**Problem description**
Treat the line containing "We should make" as the last one, and return every line exactly from the first line of the material below up to it.
── Supplied records
Issue #180, opened 2017-08-15
make Entry auto-split tags with commas, and flag bad tags in Tag .save


Pomax:
We should make sure that when saving an Entry, we check all tags for commas, and clean things up before the Entry is saved, so that Tag instances do the right thing.

The Tag model itself should probably also check for commas when they save just so we can cactch when things go wrong.

xmatthewx:
@Pomax - is this a thing you could poke at in between PTOs

Pomax:
that did not happen, can we put this in the upcoming milestone?

PR #220, opened 2017-09-29
Ensure that tags with commas get separated into real tags

Pomax:
This PR introduces fixes in two places:

1.  the Tag `save` definition checks to see if it contains commas, and if so rewrites its own content such that a tag for name `a,b,c` gets committed as a tag for name `a`, with two additional tags getting `get_or_create`d for 'b' and 'c'.
2. The Entry view that is used by DRF (and acts as our POST route handler) rewrites incoming tags so that a tag array where one or more tags contain commas (like `['test1', 'test2', 'test1,test2,test3']`) gets flattened (in the previous case, to `['test1','test2','test3']`)

This covers the following use cases:

1. creating Tags in the Django/Mezzanine admin view (tag with comma leads to multiple tags)
2. creating Entries in the Django/Mezzanine admin view (tags can only be picked from a multiselect box, not through freeform input)
3. creating Entries through a POST call to api/pulse/entries (tag data, if present, gets rewritten)

This fixes https://github.com/mozilla/network-pulse-api/issues/180

### DIFF
--- a/pulseapi/entries/views.py
+++ b/pulseapi/entries/views.py
@@ -428,17 +428,19 @@ class EntriesListView(ListCreateAPIView):
 
             # we also want to make sure that tags are properly split
             # on commas, in case we get e.g. ['a', 'b' 'c,d']
-            print(request_data)
-            tags = request_data['tags'] if 'tags' in request_data else []
-            print(tags)
-            filtered_tags = []
-            for tag in tags:
-                if ',' in tag:
-                    filtered_tags = filtered_tags + tag.split(',')
-                else:
-                    filtered_tags.append(tag)
-            print(filtered_tags)
-            request_data['tags'] = list(set(filtered_tags))
+            if 'tags' in request_data:
+                print(request_data['tags'])
+                tags = request.POST.getlist('tags')
+                print('tags', tags)
+                filtered_tags = []
+                for tag in tags:
+                    print('tag', tag)
+                    if ',' in tag:
+                        filtered_tags = filtered_tags + tag.split(',')
+                    else:
+                        filtered_tags.append(tag)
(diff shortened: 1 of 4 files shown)


pulseapi/utility/userpermissions.py
```diff
@@ -11,17 +11,18 @@ def is_staff_address(email):
     if email is None:
         return False
 
-    parts = email.split('@')
-    domain = parts[1]
+    if '@' in email:
```
Pomax: The old code crashed Django when I tried to test with `admin/admin` rather than `admin@example.com/admin`, so this fix is part of this PR in the sense that without it, you can't log into the admin for testing using a simple local account

pulseapi/entries/views.py
```diff
@@ -426,6 +426,18 @@ def post(self, request, *args, **kwargs):
             # relation with a Through class, so that needs manual labour:
             creator_data = request_data.pop('creators', None)
 
+            # we also want to make sure that tags are properly split
+            # on commas, in case we get e.g. ['a', 'b' 'c,d']
+            if 'tags' in request_data:
```
gideonthomas: Question about this: why do we need it if we're handling this at the model save level? Wouldn't the model save function already handle this when the serializer saves?

Pomax: the model save "makes more tags", but has no way to return them for correct crosslinking to "an entry" (the Tag model strictly speaking has no idea what an Entry is), so we need this in two places - in the Tag.save for instances where someone creates a tag directly, and in the POST acceptor for entries so that we can guarantee we start with a preprocessed tag list, so that every tag ends up crosslinked to the to-be-made-right-now Entry.

PR #222, opened 2017-10-03
Allow posters to indicate they are a content creator

### LINKED ISSUE #160: Setup API for 'Submitter is Creator' feature
When User A submits an item, we want to give them a checkbox to identify themselves as one of the creators. If the form knows who they are and has their profile ID, does it send that along with others? Or, does it tell the api to handle it?

Note: in the future, project creators will be linked to Profiles, not Users. 

Frontend form work here: https://github.com/mozilla/network-pulse/issues/573

Pomax:
This adds an optional `posted_by_creator` bool to the Entry model so that a posting user can be marked as creator for an entry, without having to specify explicit Creator fields. This PR includes the necessary docs update, as well as new test to verify passing in the relevant value as the desired effect during as result of a POST operation.

This closes #160


pulseapi/entries/views.py
```diff
@@ -462,11 +462,11 @@ def post(self, request, *args, **kwargs):
                 )
 
                 # create entry/creator intermediaries
-                if creator_data is not None:
+                if saved_entry.posted_by_creator:
+                    creator_data.append(user.name)
```
gideonthomas: based on the slack convo, my guess is that atm we don't care about the order in which we add the submitter as a creator?

pulseapi/entries/models.py
```diff
@@ -78,6 +78,7 @@ class Entry(models.Model):
     interest = models.CharField(max_length=600, blank=True)
     featured = models.BooleanField(default=False)
     internal_notes = models.TextField(blank=True)
+    posted_by_creator = models.BooleanField(default=False)
```
gideonthomas: nit: maybe use the same terminology we use for the person posting - `published_by`, so it would be `published_by_creator`?

pulseapi/entries/views.py
Pomax: yeah. Although I did just file #223 so we can revisit after MVP

pulseapi/entries/models.py
Pomax: fair - let me update the code

gideonthomas:
r+

xmatthewx:
Can this be merged and closed?

Pomax:
This needs a look at the migrations, because it seems then don't apply cleanly right now

PR #235, opened 2017-10-13
Fix entry-creator migrations to use dynamic models

gideonthomas:
We referred to these models as they are currently in the code vs. using what is in the db at the time of the migration.

I tested this change and it seems to work fine. I also tested it over production data to make sure that it applies cleanly without any data loss.

### DIFF
--- a/pulseapi/entries/migrations/0015_copy_creators_to_ordered_creators.py
+++ b/pulseapi/entries/migrations/0015_copy_creators_to_ordered_creators.py
@@ -1,6 +1,4 @@
 from django.db import migrations
-from pulseapi.entries.models import Entry
-from pulseapi.creators.models import Creator, OrderedCreatorRecord
 
 
 def migrate_creator_data(apps, schema_editor):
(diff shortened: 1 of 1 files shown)


alanmoo:
Talk me through this a bit more. We're changing a migration that already landed on...staging? But has it landed on production? Why are we doing this?

gideonthomas:
Because production breaks when we apply this migration. 
tldr; migrations should always use models as they are in the db at the time of the migration and not as they are in the code.

On staging, since we applied migrations as soon as we landed them, using the models from the code directly wasn't a problem because they would represent what's in the db. On production however, we are applying multiple migrations at a time on the db and the state of the db is not in sync with the models in the code (the migrations are meant to bring them in sync) and in fact, they are very out of sync with the models in the code. So, we can't use the models in the code in a migration and try to apply that migration because the model in the code has properties that are not yet in the db.

alanmoo:
Got it. So to test this I should back up the model to whatever point prod is at and then run all the migrations at once?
────
**Finished exercise**
Issue #180, opened 2017-08-15
make Entry auto-split tags with commas, and flag bad tags in Tag .save


Pomax:
We should make sure that when saving an Entry, we check all tags for commas, and clean things up before the Entry is saved, so that Tag instances do the right thing.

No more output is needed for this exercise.